Wouldn't it make sense to look at what's actually installed and what's running, rather than assuming Norton AV or a USB All-in-One driver is installed?
Simply telling the guy to create a new user will see if the issue is something in his user folder causing problems.
I could be wrong, but it seems to me there are more basic approaches to isolating the problem, before creating a new account.
 
I could be wrong, but it seems to me there are more basic approaches to isolating the problem, before creating a new account.

Not to be flippant, but yes, you are wrong.

It takes all of 15 seconds to create a new user. Another minute and you have tested to determine if it's caused by your user or a general system-wide problem. Maybe go as far as rebooting and logging in to the new test-user without logging into your primary user first.

So in 2 minutes you could isolate this to a problem with software/settings installed in your account, or determine it is system-wide.
 
It takes all of 15 seconds to create a new user. Another minute and you have tested to determine if it's caused by your user or a general system-wide problem. Maybe go as far as rebooting and logging in to the new test-user without logging into your primary user first.

So in 2 minutes you could isolate this to a problem with software/settings installed in your account, or determine it is system-wide.
... compared to two mouse-clicks to open Activity Monitor to see what's using resources. Hmmmm..... Plus, how exactly does creating a second user accomplish what the OP asked for?:
Is there anywhere I can go to monitor my macs performance such as an equivalent to a task manager or something.
 
I've seen issues like this where it is the user account. Granted its on windows machines because thats what I work on but I would have a brand new install, create a new profile for the user, the new profile works awesome, but the second I load all of the info from the old profile into that newly created profile the machine bogs down and runs like sh*t. (Hence why you should only move necessary folders not all folders)
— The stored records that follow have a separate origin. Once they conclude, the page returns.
PR #4141, opened 2016-09-16
Provide a more helpful exception message

timbussmann:
Relates to https://github.com/Particular/NServiceBus/issues/1939. An exception is raised when two entries with the same key (but different values) are configured to avoid accidental misconfiguration.  The raised exception is not very helpful because it doesn't give any information what this configuration issue is about and the given values are not understandable because we the entries key is an aggregate string of different properties, not helpful to users.

We can catch that exception though an provide a more helpful message. What do you think about the message @SimonCropp ? Sadly, I don't think there is a good way of giving more details about the conflicting key, but not sure this is absolutely necessary?

### DIFF
--- a/src/NServiceBus.Core/Routing/MessageEndpointMappingCollection.cs
+++ b/src/NServiceBus.Core/Routing/MessageEndpointMappingCollection.cs
@@ -120,7 +120,14 @@ namespace NServiceBus.Config
         /// </summary>
         protected override void BaseAdd(ConfigurationElement element)
         {
-            BaseAdd(element, true);
+            try
+            {
+                BaseAdd(element, true);
+            }
+            catch (ConfigurationErrorsException e)
+            {
+                throw new Exception($"An ambigious message endpoint mapping has been defined at line: {e.Line}. Check the 'MessageEndpointMappings' section in {e.Filename} for conflicting mappings.", e);
+            }
         }
 
         /// <summary>
--- a/src/NServiceBus.Core/Routing/MessageEndpointMappingCollection.cs
+++ b/src/NServiceBus.Core/Routing/MessageEndpointMappingCollection.cs
@@ -126,7 +126,7 @@ namespace NServiceBus.Config
             }
             catch (ConfigurationErrorsException e)
             {
-                throw new Exception($"An ambigious message endpoint mapping has been defined at line: {e.Line}. Check the 'MessageEndpointMappings' section in {e.Filename} for conflicting mappings.", e);
+                throw new Exception($"An ambiguous message endpoint mapping has been defined at line: {e.Line}. Check the 'MessageEndpointMappings' section in {e.Filename} for conflicting mappings.", e);
             }
         }
 


src/NServiceBus.Core/Routing/MessageEndpointMappingCollection.cs
```diff
@@ -120,7 +120,14 @@ public void Add(MessageEndpointMapping mapping)
...
         protected override void BaseAdd(ConfigurationElement element)
         {
-            BaseAdd(element, true);
+            try
+            {
+                BaseAdd(element, true);
+            }
+            catch (ConfigurationErrorsException e)
+            {
+                throw new Exception($"An ambigious message endpoint mapping has been defined at line: {e.Line}. Check the 'MessageEndpointMappings' section in {e.Filename} for conflicting mappings.", e);
```
andreasohlund: Perhaps we could get then endpoint property out using https://msdn.microsoft.com/en-us/library/system.configuration.configurationelement.properties(v=vs.110).aspx and display that?

`ambigious message endpoint mapping has been defined for {endpoint}` ?

danielmarbach: Although I like the idea we would couple this to another configuration property which might fail as well. Is this worth it?

danielmarbach: When something in configuration goes wrong I would actually expect a `ConfigurationErrorsException`. So instead of throwing a generic exception we could also throw a [`ConfigurationErrorsException`](https://msdn.microsoft.com/en-us/library/system.configuration.configurationerrorsexception(v=vs.110).aspx) wrapping the other one.

timbussmann: > Although I like the idea we would couple this to another configuration property which might fail as well. Is this worth it?

so you're suggesting to not provide further details (line, filename, ...) and point at the inner exception instead?

> When something in configuration goes wrong I would actually expect a ConfigurationErrorsException. So instead of throwing a generic exception we could also throw a ConfigurationErrorsException wrapping the other one.

Not sure if I agree. I think it's very common in NSB that we wrap exceptions in a generic `Exception` for startup issues. Not sure whether you explicitly want to catch ConfigurationErrorsException and why the inner exception isn't good enough (since we also would have to provide the correct properties?)

danielmarbach: @timbussmann I was referring [to this comment](https://github.com/Particular/NServiceBus/pull/4141#r79126184)

My point was that the whole configuration system throws `ConfigurationErrorsException` that is why I was questioning the value of the generic exception wrapping and figured we should wrap it in that specific exception which the subsystem already provides. But I'm not hung up on that proposal

andreasohlund: I'm with @timbussmann I don't see any need for wrapping. Why would a user catch `ConfigurationErrorsException` ?

andreasohlund: >Although I like the idea we would couple this to another configuration property which might fail as well

How could getting that property out fail?

danielmarbach: the property goes over the indexer of ConfigurationElement https://github.com/Particular/NServiceBus/blob/9945aee14e2d530a51d18b3ec9b5f09be59a4d98/src/NServiceBus.Core/Routing/MessageEndpointMapping.cs#L28 which uses the magic of configuration element to convert values. This can fail. Anyway I brought up my points. You both seem to disagree. Let's move on.

SimonCropp:
ambigious => ambiguous

src/NServiceBus.Core/Routing/MessageEndpointMappingCollection.cs
SimonCropp: i dont see how we can assume `ConfigurationErrorsException` equates to "ambigious message endpoint mapping " ?

timbussmann: I couldn't find more documentation on this and what kind of errors could cause an exception. Already existing keys seem to be the only "invalid" input mentioned in the docs on the `BaseAdd` method.

timbussmann: msdn doco states: `This API supports the product infrastructure and is not intended to be used directly from your code.` on the ctor of `ConfigurationErrorsException`. I still think a regular Exception is good enough. There isn't a way to really handle the exception anyway.

danielmarbach:
Retargeted to develop

danielmarbach:
Will pull once green

PR #4142, opened 2016-09-16
Add test to verify unscubribe using scaled out publishers

timbussmann:
noticed this missing test. Required to change the existing infrastructure to support notification on unsubscribe (actually, `OnEndpointSubscribed` also fired for unsubscribe).

### DIFF
--- a/src/NServiceBus.AcceptanceTests/Routing/MessageDrivenSubscriptions/When_unsubscribing_to_scaled_out_publisher.cs
+++ b/src/NServiceBus.AcceptanceTests/Routing/MessageDrivenSubscriptions/When_unsubscribing_to_scaled_out_publisher.cs
@@ -1,0 +1,71 @@
+﻿namespace NServiceBus.AcceptanceTests.Routing.MessageDrivenSubscriptions
+{
+    using System.Collections.Generic;
+    using System.Threading.Tasks;
+    using AcceptanceTesting;
+    using AcceptanceTesting.Customization;
+    using Configuration.AdvanceExtensibility;
+    using EndpointTemplates;
+    using NServiceBus.Routing;
+    using NUnit.Framework;
+    using ScenarioDescriptors;
+
+    public class When_unsubscribing_to_scaled_out_publisher : NServiceBusAcceptanceTest
+    {
+        [Test]
+        public Task Should_send_unsubscription_message_to_each_instance()
+        {
+            return Scenario.Define<Context>()
+                .WithEndpoint<ScaledOutPublisher>(b => b.CustomConfig(c => c.MakeInstanceUniquelyAddressable("1")))
+                .WithEndpoint<ScaledOutPublisher>(b => b.CustomConfig(c => c.MakeInstanceUniquelyAddressable("2")))
+                .WithEndpoint<Unsubscriber>(b => b.When(s => s.Unsubscribe<MyEvent>()))
+                .Done(c => c.PublisherReceivedUnsubscription.Count >= 2)
+                .Repeat(r => r.For<AllTransportsWithMessageDrivenPubSub>())
+                .Should(c =>
+                {
+                    // each instance should receive an unsubscription message
+                    Assert.That(c.PublisherReceivedUnsubscription, Does.Contain("1"));
+                    Assert.That(c.PublisherReceivedUnsubscription, Does.Contain("2"));
+                    Assert.That(c.PublisherReceivedUnsubscription.Count, Is.EqualTo(2));
+                })
+                .Run();
+        }
+
+        class Context : ScenarioContext
+        {
+            public List<string> PublisherReceivedUnsubscription { get; } = new List<string>();
+        }
+
+        class ScaledOutPublisher : EndpointConfigurationBuilder
+        {
+            public ScaledOutPublisher()
+            {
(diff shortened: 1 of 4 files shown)


src/NServiceBus.AcceptanceTests/Routing/MessageDrivenSubscriptions/When_unsubscribing_to_scaled_out_publisher.cs
```diff
@@ -0,0 +1,71 @@
...
+    using Configuration.AdvanceExtensibility;
+    using EndpointTemplates;
+    using NServiceBus.Routing;
+    using NUnit.Framework;
+    using ScenarioDescriptors;
+
+    public class When_unsubscribing_to_scaled_out_publisher : NServiceBusAcceptanceTest
+    {
+        [Test]
+        public Task Should_send_unsubscription_message_to_each_instance()
```
andreasohlund: Unsubscription => unsubscribe

src/NServiceBus.AcceptanceTests/Routing/MessageDrivenSubscriptions/When_unsubscribing_to_scaled_out_publisher.cs
```diff
@@ -0,0 +1,71 @@
...
+        {
+            return Scenario.Define<Context>()
+                .WithEndpoint<ScaledOutPublisher>(b => b.CustomConfig(c => c.MakeInstanceUniquelyAddressable("1")))
+                .WithEndpoint<ScaledOutPublisher>(b => b.CustomConfig(c => c.MakeInstanceUniquelyAddressable("2")))
+                .WithEndpoint<Unsubscriber>(b => b.When(s => s.Unsubscribe<MyEvent>()))
+                .Done(c => c.PublisherReceivedUnsubscription.Count >= 2)
+                .Repeat(r => r.For<AllTransportsWithMessageDrivenPubSub>())
+                .Should(c =>
+                {
+                    // each instance should receive an unsubscription message
```
andreasohlund: unsubscription => unsubscribe

src/NServiceBus.AcceptanceTests/Routing/MessageDrivenSubscriptions/When_unsubscribing_to_scaled_out_publisher.cs
```diff
@@ -0,0 +1,71 @@
...
+        class Context : ScenarioContext
+        {
+            public List<string> PublisherReceivedUnsubscription { get; } = new List<string>();
+        }
+
+        class ScaledOutPublisher : EndpointConfigurationBuilder
+        {
+            public ScaledOutPublisher()
+            {
+                // store the instance discriminator of each instance receiving a unsubscription message:
```
andreasohlund: Same typo (at least according to http://english.stackexchange.com/questions/224293/is-it-correct-to-say-unsubscription )

src/NServiceBus.AcceptanceTests/Routing/SubscriptionBehavior.cs
```diff
@@ -36,16 +44,18 @@ public SubscriptionBehavior(Action<SubscriptionEventArgs, TContext> action, TCon
...
+        MessageIntentEnum intentToHandle;
 
         internal class Registration : RegisterStep
         {
-            public Registration()
-                : base("SubscriptionBehavior", typeof(SubscriptionBehavior<TContext>), "So we can get subscription events")
+            public Registration(string id, Func<IBuilder, IBehavior> behaviorFactory)
+                : base(id, typeof(SubscriptionBehavior<TContext>), "notify subscription events", behaviorFactory)
             {
                 InsertBeforeIfExists("ProcessSubscriptionRequests");
```
andreasohlund: Wonder if w can ditch this and the entire registration since we only call `OnEndpointUnsubscribed|Subscribed` in message driven pubsub tests? (ie the  ProcessSubscriptionRequests behavior should always be present)

timbussmann: we could possibly remove the `IfExists` but the behavior still needs to be executed before the `SubscriptionReceiverBehavior` I think?

timbussmann:
addressed the naming comments @andreasohlund

src/NServiceBus.AcceptanceTests/Routing/SubscriptionBehavior.cs
andreasohlund: Or move it to ITransportReceiveContext?

timbussmann: that could work. Giving it a try

timbussmann: while it would be possible, currently the overloads taking a behavior factory do not accept an id. Since we're using the same behavior with different parameters for subscribe/unsubscribe, it requires different ids in case you want to use both behaviors when using both in the same test. So I'd say let's keep the registrations for now.

andreasohlund: Ok, I guess we can split them but I don't want to derail this any more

As for mac I have the same machine (I think) that you do, I have more software installed on it then you do (guaranteed) and havent ever had slow down issues. I would guess either something got corrupted down the line, a profile issue, or possibly a hardware issue.

Also, for reinstall it doesn't take long at all.
 
... compared to two mouse-clicks to open Activity Monitor to see what's using resources. Hmmmm..... Plus, how exactly does creating a second user accomplish what the OP asked for?:

Context, context, context.

If the original poster said "I'm new to Mac, and my system is running GREAT! But I'm curious, how do I do the equivalent of the Windows Task Manager?" I wouldn't have said anything about debugging.

Since someone already brought up Activity Monitor, and creating alternate users, as ways of debugging, I would have left it at that. But you argue that setting up a new user is not a good test case.

Let's say that Firefox is acting slow, but there is NOTHING ELSE taking up CPU. If you create a new account, and try FireFox, you may find out that your normal user's firefox cache is fubar, or that your normal user has other settings that are affecting firefox. Won't see that in Activity Monitor.